Production of bioactive chicken follistatin315 in Escherichia coli.

Abstract

Follistatin (FST) binds to myostatin (MSTN), a potent negative regulator of skeletal muscle growth. Inhibition of MSTN activity by FST treatment has shown to enhance muscle growth as well as ameliorate symptoms of muscular dystrophy in animal models, illustrating the potential of FST as an agent to enhance muscle growth in animal agriculture or to treat muscle wasting conditions or disease in humans. Therefore, we designed a study to produce biologically active recombinant chicken FST315 (chFST315) in an Escherichia coli host. Since FST contains multiple intramolecular disulfide bonds, we expressed chFST315 protein in either a system that utilizes a periplasmic expression strategy, or a genetically modified E. coli system (SHuffle strain) that is capable of disulfide bond formation in the cytoplasm. Periplasmic expression of chFST315 using the pMAL-p5x vector system, which was designed to express maltose-binding protein (MBP) fusion protein, failed to produce a soluble recombinant protein.

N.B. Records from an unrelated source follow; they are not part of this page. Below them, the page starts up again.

Issue #1297, opened 2019-09-10
Consider rewording restrictions around origin


sbweeden:
At present section https://w3c.github.io/webauthn/#relying-party-identifier states a restriction in the green Note box about origin scheme must be https. 

Whilst this is true when the RP is only used by browsers using WebAuthn, the platform authenticator of Android when used in a native app doesn't do this - it uses a different URI for origin and a hosted assetlinks.json file to bind this to the RPID.

Should the WebAuthn spec be inclusive of this type of use case, or at least mention that RPs MAY accept other origins for non-browser clients provided there is a trust mechanism in place to ensure the client validates that the origin is permitted by the RPs domain?

agl:
WebAuthn is a W3C spec and thus it should probably only deal with the web. You might be interested in https://github.com/fido-alliance/fido-2-specs/issues/682 however.

sbweeden:
I noticed in that issue:

_Credentials for these contexts will want to be separated such that they can never be used unexpectedly by the web._

In the Android case it is explicitly a goal that the credentials can be shared between the browser and native mobile contexts. That’s in part why I think it does relate to WebAuthn.

herrjemand:
@agl I am a little bit lost. I thought that WebAuthn is the document that defines server processing. And now we gonna have FIDO2 specs contains "exception" to the WebAuthn specs?

sbweeden:
@herrjemand there are other gaps in that space. For example FIDO2 conformance requires a server to be able to support use cases for UP=false whereas WebAuthn explicitly requires UP=true always. How would you propose to resolve that irregularity?

herrjemand:
@sbweeden That comes from authenticators supporting silent authentication, and we test it because this feature is explicitly in development.

sbweeden:
It is not mentioned in any normative server specification.

equalsJeffH:
As discussed in the webauthn f2f 20-Sep-2019 -- we probably ought to put a Note: in the RP assertion validation rules that points the RP dev's to whichever platform rules for assertion validation is appropriate, eg, Android, Windows, etc...

nadalin:
@sbweeden Please create PR per @equalsJeffH  note

sbweeden:
> As discussed in the webauthn f2f 20-Sep-2019 -- we probably ought to put a Note: in the RP assertion validation rules that points the RP dev's to whichever platform rules for assertion validation is appropriate, eg, Android, Windows, etc...

[...]

PR #1332, opened 2019-10-21
Update note in RP definition to indicate that non-WebAuthn FIDO clien…

sbweeden:
…ts MAY use origin values that are different than those specified for WebAuthn.

***
<a href="https://pr-preview.s3.amazonaws.com/w3c/webauthn/pull/1332.html" title="Last updated on Oct 30, 2019, 1:02 AM UTC (a14e11d)">Preview</a> | <a href="https://pr-preview.s3.amazonaws.com/w3c/webauthn/1332/a1d4e06...a14e11d.html" title="Last updated on Oct 30, 2019, 1:02 AM UTC (a14e11d)">Diff</a>

### DIFF
--- a/index.bs
+++ b/index.bs
@@ -43,9 +43,9 @@ Former Editor: Angelo Liao, w3cid 94342, Microsoft, huliao@microsoft.com
 !Contributors: <a href="mailto:cbrand@google.com">Christiaan Brand</a> (Google)
 !Contributors: <a href="mailto:agl@google.com">Adam Langley</a> (Google)
 !Contributors: <a href="mailto:mandyam@qti.qualcomm.com">Giridhar Mandyam</a> (Qualcomm)
+!Contributors: <a href="mailto:sweeden@au1.ibm.com">Shane Weeden</a> (IBM)
 !Contributors: <a href="mailto:mkwst@google.com">Mike West</a> (Google)
 !Contributors: <a href="mailto:jyasskin@google.com">Jeffrey Yasskin</a> (Google)
-!Contributors: <a href="mailto:sweeden@au1.ibm.com">Shane Weeden</a> (IBM)
 group: webauthn
 Issue Tracking: GitHub https://github.com/w3c/webauthn/issues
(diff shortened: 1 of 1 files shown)


sbweeden:
Addresses issue #1297

index.bs
```diff
@@ -1082,6 +1082,8 @@ The key words "MUST", "MUST NOT", "REQUIRED", "SHALL", "SHALL NOT", "SHOULD", "S
         This is done in order to match the behavior of pervasively deployed ambient credentials (e.g., cookies, [[RFC6265]]).
         Please note that this is a greater relaxation of "same-origin" restrictions than what
         [=document.domain=]'s setter provides.
+
+        These restrictions on origin values apply to [=WebAuthn Clients=]. Other types of FIDO clients may use different origin URI formats, and have different rules for binding the origin URI to a [=Relying Party Identifier=], however the definition of these is outside the scope of this specification.
```
emlun: >Other types of FIDO clients

I don't think we need to call out FIDO specifically here - there's (in theory) nothing FIDO-specific about non-WebAuthn integrations.

>may use different origin URI formats, and have different rules for binding the origin URI to a [=Relying Party Identifier=]

It doesn't necessarily need to be URIs, does it? I'm not actually familiar with how mobile apps are identified in app stores, for example, but I wouldn't assume they always have to be URIs.

With both of those things in mind, how about something like this?

```suggestion
        These restrictions on origin values apply to [=WebAuthn Clients=]. If other specifications mimic the [=Web Authentication API=] to make WebAuthn [=credentials=] usable on other platforms, they might have different rules for binding a caller to a [=Relying Party Identifier=]; they are outside the scope of this specification.
```

agl: >  These restrictions on origin values

(nit: RP IDs aren't origins. Also, RP IDs as defined here aren't URIs, I think&mdash;although URI is pretty general so not totally sure about that.)

jcjones:
> I can go along with this pithy re-statement in terms of what we place in the WebAuthn spec proper (good job boiling it down @sbweeden ;-)
> 
> Though, a more full-featured treatment of this topic oughta be published somewhere... MDN?

MDN makes sense to me.

PR #1333, opened 2019-10-22
Add to sec cons a brief discussion of the sec properties accrued by authnr & client platform proximity

### LINKED ISSUE #1257: Add to sec cons a brief discussion of the sec properties accrued by authnr & client platform proximity
Add to sec cons a brief discussion of the sec properties accrued by authnr & client platform proximity

emlun:
How about something like this?

Fixes #1257.

***
<a href="https://pr-preview.s3.amazonaws.com/w3c/webauthn/pull/1333.html" title="Last updated on Jan 23, 2020, 11:34 AM UTC (91777f7)">Preview</a> | <a href="https://pr-preview.s3.amazonaws.com/w3c/webauthn/1333/88468ca...91777f7.html" title="Last updated on Jan 23, 2020, 11:34 AM UTC (91777f7)">Diff</a>


index.bs
```diff
@@ -6286,6 +6290,58 @@ the wrong [=credential ID=], or if an attacker intercepts and manipulates the [=
...
+it might be possible for a malicious actor to trigger (3) the [=authenticator=] prompt (2),
+receive the [=authentication assertion=] and use it to authenticate to the [=[RP]=] (4).
+
+In order to enforce the [=scope=] restrictions in this example,
+the [=client=] would need to authenticate itself to the authenticator service (1)
+before the authenticator service allows access to the user's [=authenticator=] (2).
+This would ensure that the communication with the [=authenticator=]
+is mediated by the user's [=client=] so that the [=client=] can enforce the [=credential=] [=scope=] restrictions.
+
+Implementers of similar protocols SHOULD ensure that the [=client=] can still enforce [=credential=] [=scope=] restrictions
```
equalsJeffH: s/Implementors/Designers/ ..?

index.bs
```diff
@@ -6286,6 +6290,58 @@ the wrong [=credential ID=], or if an attacker intercepts and manipulates the [=
...
+despite not communicating with the [=authenticator=] directly.
```
equalsJeffH: s/ directly. / directly, or they should establish the means to create subsequent secure channels between the client and authnr via some initial channel that is not vulnerable to MITM attacks. E.g., exchanging pre-shared keys between the client and authnr over a direct physical USB connection or similar. /

emlun: Nice, thanks! I rearranged the sentence a structure a bit to make it less ambiguous what left-hand-side the "via" refers to.

emlun:
Rebased onto master.

nadalin:
@akshayku Please review so we can merge this or move it to next WD

equalsJeffH:
AFAIK @agl doesn't have time in the next 30 min to review this, and it was my thought to have him do so, thus I've removed him from reviewer list, and suggest we land this -- can always revise if necessary in the run-up to WD-03, CR, etc.

nadalin:
@agl @leshi @akshayku  Please review

agl:
I think something like this is valuable but I'm not sure that the current working is quite capturing what I see as the essence. (Or, perhaps nobody else views the essence in the same way, in which case LGTM.)

As currently written, this text emphasises that client and RP enforcement of the RP ID is critical to security. Absolutely agree with this part. Then, in my mind the critical point is that the authenticator (which is the trusted device here, assuming that the phisher controls their own client machine) gets assurances by transmitting over a medium that has limited range. (Direct USB connections have the most limited range, but BLE is still local.)

This ensures that an attacker must have a subverted a device physically close to the authenticator, which is a much higher bar than if the authenticator is willing to communicate across the internet.

nickmooney:
I think @agl's concerns are partially addressed by the section that discusses what tradeoffs may be made if the client and the authenticator are not being discussed directly. I still see compelling use cases for authentications where a "proximal" transport isn't possible (and I would argue that proximity is a bandaid, not a guarantee).

It would be reasonable to add some discussion more directly of what the benefits of proximity are;  ultimately I think it's a choice that is best left up to implementors equipped with an understanding of the security tradeoffs involved rather than being mandated in any way.

emlun:
Thanks @agl, that's a very good point and I agree. I've rewritten the section (now much shorter!) with equal focus on both the physical proximity aspect and the direct communication aspect.

index.bs
```diff
@@ -5851,6 +5855,36 @@ the wrong [=credential ID=], or if an attacker intercepts and manipulates the [=
 (a.k.a., [=assertion=]), and thus the interaction would end in an error.
 
 
+## Physical Proximity between Client and Authenticator ## {#sctn-client-authenticator-proximity}
+
+In the WebAuthn [=authenticator model=], it is generally assumed that [=roaming authenticators=]
+are physically close to and communicate directly with the [=client=].
```
agl:
```suggestion
are physically close to, and communicate directly with, the [=client=].
```

equalsJeffH:
on 2020-02-19 call: akshay reports msft looking into using remote SKs to remote desktop and in the desktop do things via webauthn.  AGL reports that this use case is supported in chrome remote desktop. threat model remains that an attacker must compromise something nearby the user.  Ought to add something to client data when operating in such a scenario. Ie. this PRs language does not preclude remote desktop use cases.

PR #700, opened 2020-01-27
flashalgo flags are introduced:

MarianSavchuk:
kAlgoVerifyReturnsAddress - Verify function returns address if this flag is set
kAlgoSingleInitType - The Init/UnInit functions contain just return, so can be skipped
kAlgoSkipChipErase - Skip region when erase.act action triggers. ChipErase on Some SPI Flash Memory take much more time that is allowed per drag-n-drop programming.

### DIFF
--- a/source/daplink/interface/swd_host.c
+++ b/source/daplink/interface/swd_host.c
@@ -4,6 +4,8 @@
  *
  * DAPLink Interface Firmware
  * Copyright (c) 2009-2019, ARM Limited, All Rights Reserved
+ * Copyright 2019, Cypress Semiconductor Corporation 
+ * or a subsidiary of Cypress Semiconductor Corporation.
  * SPDX-License-Identifier: Apache-2.0
  *
  * Licensed under the Apache License, Version 2.0 (the "License"); you may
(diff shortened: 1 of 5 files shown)


0xc0170:
Can you please describe this change at least in few words?  It helps reviewers to get an idea what this introduces.

MarianSavchuk:
Description of the purpose of the Flashalgo flags

_kAlgoVerifyReturnsAddress_ 

Flash programming algorithms based on https://arm-software.github.io/CMSIS_5/Pack/html/flashAlgorithm.html are different from algorithms based on https://github.com/mbedmicro/FlashAlgo.
In CMSIS-Pack based, the Verify function returns the status which is the start address + size of the verification on success, any other number - on failure, and represents the failing address.
In flash algorithm based on the FlashAlgo project, the Verify function returns 1 on success and 0 on failure.
If kAlgoVerifyReturnsAddress flag is set it mean that Verify function returns the start address + size of the verification on success

_kAlgoSingleInitType_

Some flash algorithms have Init/Uninit functions that ignore arguments, so there is no need to call them from flash_func_start every time when current flash function changes among FLASH_FUNC_ERASE, FLASH_FUNC_PROGRAM and FLASH_FUNC_VERIFY.
If kAlgoVerifyReturnsAddress flag is set it mean that the Init/Uninit functions ignore their arguments and may be safely skipped.

_kAlgoSkipChipErase_

When processing the file "erase.act", iteration of all defined flash regions is performed and for each erase_chip will be executed.
And erase_chip will be called even if DAPLink is created with page erase enabled.
For external SPI flash memory (e.g. S25FL512S) erase_chip usually last around 100 seconds.
On the other hand, the operating system imposes restrictions on the execution time of an I/O operation on the MSC. 
For example, Windows will wait about 20 seconds and then perform reset the USB bus for the USB device.
So such memory cannot be erased in this way and should be skipped.
If kAlgoSkipChipErase flag is set it mean that the corresponding flash region cannot be erased by processing "erase.act" file.

PR #743, opened 2020-11-24
always put the main.o code and the startup data in RAM1

groleo:
When DAPLINK_RAM_APP2_START is defined, the startup code and data
may be placed in RAM2, which is not guaranteed to work.

Explicitly place main.o and startup_*.o in RAM1.

Signed-off-by: Adrian Negreanu <adrian.negreanu@nxp.com>

### DIFF
--- a/source/daplink/daplink.sct
+++ b/source/daplink/daplink.sct
@@ -33,6 +33,8 @@ LR_IROM1 DAPLINK_ROM_APP_START DAPLINK_ROM_APP_SIZE {
   RW_IRAM1 DAPLINK_RAM_APP_START DAPLINK_RAM_APP_SIZE {  ; RW data
    .ANY (ram_func)
    .ANY (+RW +ZI)
+   main.o (+RW +ZI)
+   startup_*.o (+RW +ZI)
    .ANY (RAM1)
   }
 


groleo:
cc @flit @maclobdell @marcuschangarm @0xc0170

0xc0170 (approved):

source/daplink/daplink.sct
```diff
@@ -33,6 +33,8 @@ LR_IROM1 DAPLINK_ROM_APP_START DAPLINK_ROM_APP_SIZE {
   RW_IRAM1 DAPLINK_RAM_APP_START DAPLINK_RAM_APP_SIZE {  ; RW data
    .ANY (ram_func)
    .ANY (+RW +ZI)
+   main.o (+RW)
+   startup_*.o (+ZI)
```
flit, line 37: Any reason you didn't use `(+RW +ZI)` for both `main.o` and `startup_*.o`? Presumably the excluded type isn't required by the code right now, but it might be in the future and it would be a painful thing to debug.

groleo: I wanted to pin down only the minimum needed.
I'll give it a go with both RW and ZI.
If it's fine, I'll update this PR.

groleo:
v2: use (+RW +ZI) for both main.o and startup_*.o

flit (approved):

PR #746, opened 2020-12-05
Update pyocd and progen versions

flit:
Update pyocd to 0.28.* and progen to 0.10.*.

- Updated pyocd API usage in test suite.
- Removed flash page programming test from `hid_test.py` since it doesn't test anything more than does initially programming the test firmware.


0xc0170:
Now pending!

0xc0170 (approved):

PR #754, opened 2020-12-21
KL27Z base port

microbit-carlos:
Submitting this on behalf of @gerargz, who is on well deserved holiday.

This PR  is for the base DAPLink port for the microbit v2 board with the KL27Z HIC. This branch doesn't have any custom feature code.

However, cytoplasmic expression of chFST315 using pMAL-c5x vector in SHuffle E. coli strain resulted in a soluble expression of the recombinant protein (MBP-chFST315). Combination of heparin and amylose resin affinity chromatography yielded about 6 mg/L purified MBP-chFST315. The purified MBP-chFST315 showed binding affinity to MSTN and activin in a pull-down assay, as well as inhibited MSTN and activin activity in an in vitro reporter gene assay. In conclusion, results of the study demonstrate that for the first time a recombinant, biologically active FST molecule can be produced in a soluble form in E. coli. The ability to produce FST in a cost-effective system is expected to allow us to investigate the potentials of FST as an agent to improve skeletal muscle growth of meat producing animals via suppression of MSTN.